Building Good Karma
Our work was interrupted Friday so that we could assist a vessel having engine difficulties. They were near us, about 60 miles offshore, and had lost all power and electricity. They had been working on the issue for about five hours, and we were asked to see if we could provide some help. Two of our NOAA Corps members took equipment over in our small boat. They stood by as the people in the fishing boat got their engine started and felt confident enough to head into shore. We were glad to assist but also sad as we watched our limited research window tick away.
However, helping the fishing vessel must have given us some good “karma” as today has been amazing. The weather forecast had everyone worried last night. High winds and high seas were predicted, and we had two landers and a mooring to recover. We wanted to complete some CTDs, and mapping as well. We awoke to a beautiful sunrise and recovered our first lander in about 40 minutes total. We steamed to the next lander and recovered it just a quickly. It was amazing to have both landers on deck before lunch.

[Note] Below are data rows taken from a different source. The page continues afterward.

PR #11510, opened 2022-08-03
Refactor [v105] Improve how the home screen reloads

OrlaM:
This PR is an update to address the issue that crashing is increasing on Lauries PR. I can repo the same crash on main but it happens at a much lower rate, I suspect because Lauries PR increases the number of times an update is triggered. I have it as it's own PR instead of adding to Lauries because the changes are not connected to her work so they'll be easier to review as stand alone and some of it is potentially controversial so easier to manage conversation in a separate PR.

After some research I have discovered it is a known issue that collection views can act unpredictably when updates are performed on them while they are not visible. This seems to be particularly common when coupled with compositional layout. So in this PR I refactored the home page view controller to only update if it is visible.
The solution to this is a little hacky, but this is because the home page visibility is handled by setting the alpha of the view instead of managing it via the navigation or view stack, which is itself a little hacky. I see addressing this as out of scope for now so I'm ok with a hacky solution to work around it for the time being.

I also made sure the data updates in the section view models are only happening on the main thread, ensuring there is no change in the middle of an ongoing reload cycle.

The crash still occurs on this PR, but it should go away once I merge this change into Lauries PR.

### DIFF
--- a/Client/Frontend/Browser/BrowserViewController.swift
+++ b/Client/Frontend/Browser/BrowserViewController.swift
@@ -875,12 +875,18 @@ class BrowserViewController: UIViewController {
             hideReaderModeBar(animated: false)
         }
 
+        homepageViewController?.view.layer.removeAllAnimations()
+
+        // Return early if the home page is already showing
+        guard homepageViewController?.view.alpha != 1 else { return }
+
         homepageViewController?.applyTheme()
         homepageViewController?.recordHomepageAppeared(isZeroSearch: !inline)
 
-        // We have to run this animation, even if the view is already showing
-        // because there may be a hide animation running and we want to be sure
-        // to override its results.
+        // Hack to force updates on the view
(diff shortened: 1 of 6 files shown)


electricRGB (approved):
Yeah, it bugs me that collectionViews, especially with the compositional layout stuff that Apple's pushing, have a bunch of issues.... given that Apple is pushing them, and trying to even phase out tableViews in favour of them.

This seems fine to me, given the context, but I didn't have a chance to test it with Laurie's PR. I would wait to see if @thatswinnie has anything to add, though, because I may be missing something.

thatswinnie:
Definitely a hack and I am ok with it. Didn't test with Laurie's PR either. 👍 from me.

thatswinnie (approved):

OrlaM:
BR passed but it just didn't update the PR for some reason.
image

The next challenge was finding and retrieving a mooring we had deployed last year. A mooring is much like a lander in that it stays submerged and records data for an extended period of time. The main difference is that the mooring has a long string of floats coming up from the base, and monitoring equipment can be placed along the line, thus getting measurements higher up in the water column rather than just at the base. This mooring has a Honju sediment trap at the base, and ADCP (Acoustic Doppler Current Profiler) for measuring current, and a Microcat (a type of CTD).

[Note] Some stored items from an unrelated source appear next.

Issue #11087, opened 2022-06-20
Move Firefox branding above homepage banner


data-sync-user:
The Firefox browser branding should be above the homepage banner, causing the homepage banner to not be “sticky”.

┆Issue is synchronized with this [Jira Task](https://mozilla-hub.atlassian.net/browse/FXIOS-4419)

data-sync-user:
➤ Simion Basca commented:

Verifying as fix on main e2e3d4216a3b55ad336a9af99729c4354764c54e

data-sync-user:
➤ Simion Basca commented:

Verifying as fix on v105.0 (16531)

PR #11524, opened 2022-08-04
Add FXIOS-4419 [v105] Move firefox branding above homepage banner

yoanarios:
Issue #11087 
Jira [4419](https://mozilla-hub.atlassian.net/browse/FXIOS-4419)

- Update banner tab as a collection view cell and layout
- Improvements for messaging to avoid making multiple calls due to collection view reload

### DIFF
--- a/Client/Experiments/Messaging/GleanPlumbMessageManager.swift
+++ b/Client/Experiments/Messaging/GleanPlumbMessageManager.swift
@@ -59,7 +59,6 @@ protocol GleanPlumbMessageManagerProtocol {
 class GleanPlumbMessageManager: GleanPlumbMessageManagerProtocol {
 
     // MARK: - Properties
-
     static let shared = GleanPlumbMessageManager()
 
     private let messagingUtility: GleanPlumbMessageUtility
@@ -228,12 +227,18 @@ class GleanPlumbMessageManager: GleanPlumbMessageManagerProtocol {
             return nil
         }
 
+        let messageMetadata = messagingStore.getMessageMetadata(messageId: messageId)
+        if messageMetadata.impressions >= style.maxDisplayCount || messageMetadata.isExpired {
+            _ = messagingStore.onMessageExpired(messageMetadata, shouldReport: true)
+            return nil
+        }
+
         return GleanPlumbMessage(id: messageId,
                                  data: message,
                                  action: action,
                                  triggers: triggers,
                                  style: style,
-                                 metadata: messagingStore.getMessageMetadata(messageId: messageId))
+                                 metadata: messageMetadata)
     }
 
     /// From the list of messages that are well-formed and non-expired, we return the next / first triggered message.
--- a/Client/Frontend/Home/HomepageMessageCardViewModel.swift
+++ b/Client/Frontend/Home/HomepageMessageCardViewModel.swift
@@ -22,9 +22,12 @@ class HomepageMessageCardViewModel: HomepageMessageCardProtocol, GleanPlumbMessa
     }
 
     func getMessage(for surface: MessageSurfaceId) -> GleanPlumbMessage? {
-        guard let message = messagingManager.getNextMessage(for: .newTabCard) else { return nil }
+        guard let message = message else {
+            let retrievedMessage = messagingManager.getNextMessage(for: .newTabCard)
+            message = retrievedMessage
+            return retrievedMessage
+        }
 
-        self.message = message
         return message
     }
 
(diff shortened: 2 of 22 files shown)


Client/Experiments/Messaging/GleanPlumbMessageManager.swift
```diff
@@ -228,12 +227,18 @@ class GleanPlumbMessageManager: GleanPlumbMessageManagerProtocol {
             return nil
         }
 
+        let messageMetadata = messagingStore.getMessageMetadata(messageId: messageId)
+        if messageMetadata.impressions >= style.maxDisplayCount || messageMetadata.isExpired {
+            _ = messagingStore.onMessageExpired(messageMetadata, shouldReport: true)
+            return nil
+        }
+
```
nishant2718, line 235: Aren't we doing the same "expired" check in `getAllValidMessagesFor(...)`?

`createMessage` was meant to handle everything about a message's data validity (handle a message's required properties, like triggers, action etc.). Expiration was intentionally left out and handled in later steps. 

But we can keep this here and remove the isExpired check in `getAllValidMessagesFor` if you want to do more.

nishant2718: Oh I think I see - is this change to accommodate what's happened in the Store? Personally, I'd like keeping metadata updates in a single area like the Store. It's up to you

Client/Frontend/Home/HomepageMessageCardViewModel.swift
```diff
@@ -0,0 +1,111 @@
+// This Source Code Form is subject to the terms of the Mozilla Public
+// License, v. 2.0. If a copy of the MPL was not distributed with this
+// file, You can obtain one at http://mozilla.org/MPL/2.0/
+
+import Foundation
+
+protocol HomepageMessageCardProtocol {
```
nishant2718, line 7: Just a thought - what this protocol provides is something all consumers of GleanPlumbMessages will need. If we can give it a more generalized name now, maybe we can reuse elsewhere when the time comes? We can keep it this way was well, and cross that bridge when we get there.

Client/Frontend/Home/HomepageMessageCardViewModel.swift
```diff
@@ -0,0 +1,111 @@
...
+    /// Returns the message to show, on the first call we retrieve the message from messaging framework and save it
+    /// once it's saved we return the message directly to avoid calling messaging multiple times
+    /// - Parameter surface: Message surface id
+    /// - Returns: An optional message if is available for the surface
+    func getMessage(for surface: MessageSurfaceId = .newTabCard) -> GleanPlumbMessage? {
+        guard let message = message else {
+            return getValidMessage(for: surface)
+        }
+
+        return message
```
nishant2718, line 34: Very cool 😄

Client/Frontend/Home/HomepageViewController.swift
```diff
@@ -312,7 +297,7 @@ class HomepageViewController: UIViewController, HomePanel, GleanPlumbMessageMana
     // MARK: - Contextual hint
     private func prepareJumpBackInContextualHint(onView headerView: LabelButtonHeaderView) {
         guard contextualHintViewController.shouldPresentHint(),
-              !shouldDisplayHomeTabBanner
+              !viewModel.shouldDisplayHomeTabBanner
```
nishant2718, line 300: Wanted to double check here - the ticket says HomeTabBanner & JumpBackIn CFR can show up at the same time. This is okay to keep?

nishant2718:
Some questions - but great so far!

Client/Experiments/Messaging/GleanPlumbMessageManager.swift
yoanarios: I had to make this changes to accommodate to the collection view reload cycle and some issues we still have in home page. 
One of the issues is that we were counting the impression after the message was created so initially it will return the message as valid here than we will add the impression and the message will become not valid so in the next reload we will need to remove the card causing a crash on the app because of home page issues

Client/Frontend/Home/HomepageMessageCardViewModel.swift
yoanarios: Makes sense, I will update the name

Client/Frontend/Home/HomepageViewController.swift
yoanarios: I will double check with product because the ticket does say to show at the same time but every time we talk about it the idea was to keep the logic just to make sure the CFR was showing again

nishant2718: Yeah last I remember, we didn't want them both showing together because the anchor point could be off screen on smaller devices.

yoanarios: Check with product and we want to keep this logic to avoid showing the CFR while the card is presented

yoanarios:
Green build
Screen Shot 2022-08-08 at 2 47 06 PM

nishant2718 (approved):

Issue #11526, opened 2022-08-05
URL bar is not displayed after clean installing the app


SimonBasca:
## Steps to reproduce
1. Clean install v9000 (15185) and main fb24eab5caa18733ce01f893080ea7982ffdfe09
### Actual behavior
- URL bar is not displayed.
### Device & build information
* Device: iPhone 12 Pro (15.4)
* Build version: v9000 (15185) and main fb24eab5caa18733ce01f893080ea7982ffdfe09
### Notes
Attachments: 

![image](https://user-images.githubusercontent.com/32130829/183049132-ec8ee52b-21d4-413a-b751-9ea6e7abb6b2.png)

┆Issue is synchronized with this [Jira Task](https://mozilla-hub.atlassian.net/browse/FXIOS-4713)

data-sync-user:
➤ Simion Basca commented:

Verifying as fix on 104.0 (15278) and main ee2c4f19bc8a82a7fbe7ecf1309046ce2ae1b723.

PR #11537, opened 2022-08-08
Bugfix FXIOS-4713 [v104] Return after we setNeedsUpdateConstraints on the view

lmarceau:
# [FXIOS-4713](https://mozilla-hub.atlassian.net/browse/FXIOS-4713) https://github.com/mozilla-mobile/firefox-ios/issues/11526
On fresh install, the homepage constraints weren't set properly (hence url bar was hidden behind the homepage). The homepage gets created after the `updateViewConstraints` gets called, so constraints are never properly set. It seems that the mechanism that was in place to alleviate this issue is calling due `view.setNeedsUpdateConstraints()` in the `showHomepage` method to make sure the homepage gets it's constraints sets. Since we just added a new guard:
```
        // Return early if the home page is already showing
        guard homepageViewController?.view.alpha != 1 else { return }
```
we were never calling `view.setNeedsUpdateConstraints()`.

This PR moves the `setNeedsUpdateConstraints` call before the guard, to make sure we have proper constrains on the homepage.

### DIFF
--- a/Client/Frontend/Browser/BrowserViewController.swift
+++ b/Client/Frontend/Browser/BrowserViewController.swift
@@ -876,6 +876,7 @@ class BrowserViewController: UIViewController {
         }
 
         homepageViewController?.view.layer.removeAllAnimations()
+        view.setNeedsUpdateConstraints()
 
         // Return early if the home page is already showing
         guard homepageViewController?.view.alpha != 1 else { return }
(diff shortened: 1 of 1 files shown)


yoanarios (approved):

OrlaM (approved):
My bad 🙈

OrlaM:
Can you tag this for v104? I think we need to uplift this and the previous crash PR.

lmarceau:
Build passed [here](https://app.bitrise.io/app/6c06d3a40422d10f/pipelines/c83e5b2b-6a61-45a2-86a5-0c4573a69533)

Screen Shot 2022-08-08 at 2 21 45 PM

And like the landers, a ping is sent down to release the weight and allow it to surface.
The mooring came up quickly. As the crew and science team got it up on deck, we were treated to an awesome display of blows and fins from a pod of Minke Whales. We continued to see the whales throughout the day, as we ran a series of CTDs. About mid-afternoon Furu spotted a Whale Shark off the bow. It stayed around for several minutes, allowing nearly everyone a good look. The day ended with sunset behind us as we continued to do CTDs.
Whatever the reason, we are all excited with the work we accomplished, and looking forward to another jam-packed day tomorrow.